# Homework Help: Statistics problem-exponential approximation

1. Oct 1, 2013

### nuagerose

Statistics problem---exponential approximation

1. The problem statement, all variables and given/known data
A box contains 2n balls of n different colors, with 2 of each color. Balls are picked at random from the box with replacement until two balls of the same color have appeared. Let X be the number of draws made.

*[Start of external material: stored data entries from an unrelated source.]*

PR #388, opened 2023-01-30
fix: tsv-uniq use column name instead of brittle column order

corneliusroemer:
Should fix bug where new sequences don't get output in nextclade.tsv
Discussed in https://bedfordlab.slack.com/archives/C01LCTT7JNN/p1675087025824499
Requires full runs of both reference datasets

### Testing

- [x] Running locally with debug profile using partial cached tsv

To fully verify that it works, we should check after the full rerun that new sequences actually end up in nextclade.tsv - this will take a few days.

### DIFF
--- a/workflow/snakemake_rules/nextclade.smk
+++ b/workflow/snakemake_rules/nextclade.smk
@@ -193,15 +193,8 @@ rule nextclade_info:
         nextclade_info = f"data/{database}/nextclade{{reference}}.tsv"
     shell:
         """
-        TMPFILE="data/{database}/nextclade{{reference}}.tmp.tsv"
-        if [[ -s {input.old_info} ]]; then
-            mv {input.old_info} $TMPFILE
-            tail -n +2 {input.new_info} >> $TMPFILE
-        else
-            mv {input.new_info} $TMPFILE
-        fi
-        tsv-uniq -H -f seqName $TMPFILE > {output.nextclade_info}
-        rm $TMPFILE
+        tsv-append -H {input.old_info} {input.new_info} \
+        | tsv-uniq -H -f seqName > {output.nextclade_info}
         """
 
 rule combine_alignments:
--- a/workflow/snakemake_rules/nextclade.smk
+++ b/workflow/snakemake_rules/nextclade.smk
@@ -193,9 +193,15 @@ rule nextclade_info:
         nextclade_info = f"data/{database}/nextclade{{reference}}.tsv"
     shell:
         """
-        # Header taken from first non-empty file
-        keep-header {input.old_info:q} {input.new_info:q} -- \
-        tsv-uniq -f 1 > {output.nextclade_info}
+        TMPFILE="data/{database}/nextclade{{reference}}.tmp.tsv"
+        if [[ -s {input.old_info} ]]; then
+            mv {input.old_info} $TMPFILE
+            tail -n +2 {input.new_info} >> $TMPFILE
+        else
+            mv {input.new_info} $TMPFILE
+        fi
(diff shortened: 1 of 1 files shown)


workflow/snakemake_rules/nextclade.smk
```diff
@@ -193,9 +193,15 @@ rule nextclade_info:
...
-        tsv-uniq -f 1 > {output.nextclade_info}
+        TMPFILE="data/{database}/nextclade{{reference}}.tmp.tsv"
+        if [[ -s {input.old_info} ]]; then
+            mv {input.old_info} $TMPFILE
+            tail -n +2 {input.new_info} >> $TMPFILE
+        else
+            mv {input.new_info} $TMPFILE
+        fi
+        tsv-uniq -H -f seqName $TMPFILE > {output.nextclade_info}
+        rm $TMPFILE
```
joverlee521, line 204: Hmm, I'm worried about disk space with the `TMPFILE`. 

Is there any reason we can't use `tsv-append`?
```
tsv-append -H {input.old_info} {input.new_info} \
    | tsv-uniq -H -f seqName > {output.nextclade_info}
```

corneliusroemer: I had no idea `tsv-append` existed! That's neat!

Should work.

corneliusroemer: Regarding diskspace, the tsv is only something like 10-20GB uncompressed, peanuts compared to the fasta which is maybe 400 GB but in any case this is nicer!

ivan-aksamentov: I haven't tried, but is it not enough to just replace `1` to `seqName` in the original code? Why other changes are necessary?

```bash
keep-header {input.old_info:q} {input.new_info:q} -- \
        tsv-uniq -f seqName > {output.nextclade_info}
```

(notice `-f seqName` instead of `-f 1`)

ivan-aksamentov:
I haven't tried, but is it not enough to just replace `1` to `seqName` in the original code? Why other changes are necessary?

```bash
keep-header {input.old_info:q} {input.new_info:q} -- \
        tsv-uniq -f seqName > {output.nextclade_info}
```

(notice `-f seqName` instead of `-f 1`)

corneliusroemer:
> Why other changes are necessary?

They aren't necessary but it's good practice to not rely on exact column indexes for TSV files, but use column names instead. Using the above code would have prevented this issue. Who knows, maybe we'll reorder columns in the future again.

ivan-aksamentov:
@corneliusroemer So if you change `1` to `seqName` it should achieve the same goal?

ivan-aksamentov:
I also disagree with the statement that index is brittle. It's the sturdiest column we have :) The wonky stuff that we have right now in ingest is brittle.

corneliusroemer:
> So if you change 1 to seqName it should achieve the same goal?

Nope, because keep-header does not pass the header on to `tsv-uniq`. I shouldn't have used `keep-header` in the first place, I just didn't know `tsv-append` existed, it's the natural command to use.

I'm not saying that the index column is brittle. I'm saying that relying on column order is brittle.

corneliusroemer:
Test worked, I'll merge, stop any running ingests and restart full runs.

ivan-aksamentov:
> I'm not saying that the index column is brittle. I'm saying that relying on column order is brittle.

Oops. Looks like a aggroed to the wrong index :D

ivan-aksamentov:
> Nope, because keep-header does not pass the header on to tsv-uniq.

Sigh.

Implementing a relational database in bash is so tricky ;)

a) Find a formula for P(X>k) k=2,3,...

b) Assuming n is large, use an exponential approximation to find a formula for k in terms of n such that P(X>k) is approximately 1/2. Evaluate k for n equal to one million.

2. Relevant equations

3. The attempt at a solution

For part a), I got that P(X>k) = (2n-2)/2n * (2n-4)/2n *...* (2n-2k+2n)/2n for k terms.

For part b), how do I set up an exponential approximation? To get started, I think that it would be e^(-1) + e^(-2) +...+ e^(1-k)... am I on the right track?

2. Oct 1, 2013

### fzero

I haven't done the counting, but this formula looks wrong since it appears to have $n-k$ terms. Once you work out the right form, I would clean it up by canceling common factors of 2 and also using the factorial function.

They could mean use http://en.wikipedia.org/wiki/Stirling's_approximation]Stirling's[/PLAIN] [Broken] approximation, which is useful whenever you have an expression for the factorial of a large number.

Last edited by a moderator: May 6, 2017
3. Oct 1, 2013

### Ray Vickson

You really ought to explain the logic: your formula is the probability that the first k colours are all different. Of course, you can cancel out all the 2s to get
$$P(X > k) = \frac{n-1}{n} \frac{n-2}{n} \cdots \frac{n-k +1}{n}$$
(Note: the final factor is NOT what you wrote, but I assume that was just a 'typo', since you otherwise seemed to know what you were doing.)

You can do something similar to what Feller would do in his probability textbook, and re-write the result as
$$P(X > k) = \left(1 - \frac{1}{n}\right)\left( 1 - \frac{2}{n}\right) \cdots \left( 1 - \frac{k-1}{n}\right)$$
That provides a convenient starting point.